Money managers are holding a net bullish position in gold and silver futures again for the first time in months, based on the most recent report from the Commodity Futures Trading Commission.

The bulk of the shift during the last reporting week, which ran through Dec. 18, was due to fresh buying in gold and short covering in silver.

During the week-long period to Dec. 18 covered by the report, Comex February gold rose $6.40 to $1,253.60 an ounce, while March silver climbed 7.3 cents to $14.701.

Net long or short positioning in the CFTC data reflect the difference between the total number of bullish (long) and bearish (short) contracts. Traders monitor the data to gauge the general mood of speculators, although excessively high or low numbers are viewed by many as signs of overbought or oversold markets that may be ripe for price corrections.
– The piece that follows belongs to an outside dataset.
PR #788, opened 2026-08-31
fix(workflows): a step says when its input is trying to steer it

ViaJables:
> **Stacked on #786** (base: `fix/extraction-prompt-injection`) — it introduces `injected_instructions`, which this reuses. Merge #786 first, or retarget this to `main` afterwards; only the top commit belongs to this PR.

The commission issues two reports each Friday -- a so-called “legacy” report and a “disaggregated” report, started in 2009 and meant to offer more detail.

The disaggregated report shows that money managers were net long by 11,198 futures contracts as of Dec. 18. They had been nearly balanced the week before – net-short by 66 lots as of Dec. 11.

However, there was a massive turnaround in recent weeks after they had been net short by somewhere around 100,000, said Sean Lusk, director of commercial hedging with Walsh Trading. As recently as three weeks ago, the net short stood at 58,390.

During the most recent week, gross longs rose by 10,886 lots, seen as a sign of fresh buying.

Lusk cited two main factors behind the turnaround. One was the sell-off in equities in recent weeks, which left investors looking for so-called safe-haven assets.

The other was a more dovish stance by Federal Reserve policymakers, ever since Fed Chair Jerome Powell said monetary tightening had brought the Federal funds rate close to “neutral.” Markets took this as a hint that policymakers may become less aggressive in future rate hikes, which is supportive for gold.

These accounts flipped to a net-long position of 1,789 futures contracts in silver. They had been net short by 9,154 lots the week before. The number of total shorts fell by 7,125 lots, viewed as short covering, while gross longs rose by 3,818.